What the exercise asks =>
The answer must restate every entry exactly as it appears.

Data records =>
#####
PR #474, opened 2018-04-10
Add version to payment screen label

### LINKED ISSUE #464: Add build version into ancillaries logging
Currently, we use something like `kiwi-ios-react` label. The new format should contain even the version so for example `kiwi-ios-react-0.0.18`. The easiest solution is probably to require `package.json` directly... (Because hey! We are in JS! 🙂)

Alternative inspiration: https://github.com/facebook/react-native/blob/v0.55.2/Libraries/Core/ReactNativeVersion.js

tbergq:
closes #464

### DIFF
--- a/app/hotels/src/singleHotel/PaymentScreen.js
+++ b/app/hotels/src/singleHotel/PaymentScreen.js
@@ -7,6 +7,7 @@ import { DateFormatter } from '@kiwicom/react-native-app-translations';
 import querystring from 'querystring';
 
 import { sanitizeDate } from '../GraphQLSanitizers';
+import hotelPackage from '../../package.json';
 
 export type PaymentParameters = {|
   hotelId: number,
@@ -60,7 +61,7 @@ export function createURI(pp: PaymentParameters): string {
       ...roomsQuery,
       rt_pos_selected: '', // ???
       aid: pp.affiliateId,
-      label: `kiwi-${Platform.OS}-react`,
+      label: `kiwi-${Platform.OS}-react-${hotelPackage.version}`,
       lang: pp.language,
       selected_currency: pp.currency,
     })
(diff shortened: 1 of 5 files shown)


scripts/releaseHotels.js
```diff
@@ -2,13 +2,26 @@
...
 const child_process = require('child_process');
+const fs = require('fs');
 
 const exec = (command, options) =>
   child_process.execSync(command, {
     stdio: 'inherit',
     ...options,
   });
 
+const getFileContentAsObject = (filePath, options) => {
```
mrtnzlml: I will show you a magic here:

```
▲ react-native-app at master ✔ node                                    
> const packageInfo = require('./app/hotels/package.json')
undefined
> console.log(packageInfo.version)
0.0.0
undefined
> 
```

This is what I meant with:

> Because hey! We are in JS! 🙂

app/hotels/src/GetVersion.js
```diff
@@ -0,0 +1,5 @@
+// @flow
+
+import hotelPackage from '../package.json';
+
+export const getVersion = () => hotelPackage.version;
```
mrtnzlml: Hm, but you did it here... 🤔

I need to read it again what are you doing there actually... 😄

tbergq:
@mrtnzlml  ready to be reviewed

app/hotels/src/singleHotel/PaymentScreen.js
```diff
@@ -7,6 +7,7 @@ import { DateFormatter } from '@kiwicom/react-native-app-translations';
 import querystring from 'querystring';
 
 import { sanitizeDate } from '../GraphQLSanitizers';
+import hotelPackage from '../../package.json';
```
mrtnzlml: @tbergq Is this going to work after we'll bundle this package?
#####
Solution to this exercise =>
PR #474, opened 2018-04-10
Add version to payment screen label

### LINKED ISSUE #464: Add build version into ancillaries logging
Currently, we use something like `kiwi-ios-react` label. The new format should contain even the version so for example `kiwi-ios-react-0.0.18`. The easiest solution is probably to require `package.json` directly... (Because hey! We are in JS! 🙂)

Alternative inspiration: https://github.com/facebook/react-native/blob/v0.55.2/Libraries/Core/ReactNativeVersion.js

tbergq:
closes #464

### DIFF
--- a/app/hotels/src/singleHotel/PaymentScreen.js
+++ b/app/hotels/src/singleHotel/PaymentScreen.js
@@ -7,6 +7,7 @@ import { DateFormatter } from '@kiwicom/react-native-app-translations';
 import querystring from 'querystring';
 
 import { sanitizeDate } from '../GraphQLSanitizers';
+import hotelPackage from '../../package.json';
 
 export type PaymentParameters = {|
   hotelId: number,
@@ -60,7 +61,7 @@ export function createURI(pp: PaymentParameters): string {
       ...roomsQuery,
       rt_pos_selected: '', // ???
       aid: pp.affiliateId,
-      label: `kiwi-${Platform.OS}-react`,
+      label: `kiwi-${Platform.OS}-react-${hotelPackage.version}`,
       lang: pp.language,
       selected_currency: pp.currency,
     })
(diff shortened: 1 of 5 files shown)


scripts/releaseHotels.js
```diff
@@ -2,13 +2,26 @@
...
 const child_process = require('child_process');
+const fs = require('fs');
 
 const exec = (command, options) =>
   child_process.execSync(command, {
     stdio: 'inherit',
     ...options,
   });
 
+const getFileContentAsObject = (filePath, options) => {
```
mrtnzlml: I will show you a magic here:

```
▲ react-native-app at master ✔ node                                    
> const packageInfo = require('./app/hotels/package.json')
undefined
> console.log(packageInfo.version)
0.0.0
undefined
> 
```

This is what I meant with:

> Because hey! We are in JS! 🙂

app/hotels/src/GetVersion.js
```diff
@@ -0,0 +1,5 @@
+// @flow
+
+import hotelPackage from '../package.json';
+
+export const getVersion = () => hotelPackage.version;
```
mrtnzlml: Hm, but you did it here... 🤔

I need to read it again what are you doing there actually... 😄

tbergq:
@mrtnzlml  ready to be reviewed

app/hotels/src/singleHotel/PaymentScreen.js
```diff
@@ -7,6 +7,7 @@ import { DateFormatter } from '@kiwicom/react-native-app-translations';
 import querystring from 'querystring';
 
 import { sanitizeDate } from '../GraphQLSanitizers';
+import hotelPackage from '../../package.json';
```
mrtnzlml: @tbergq Is this going to work after we'll bundle this package?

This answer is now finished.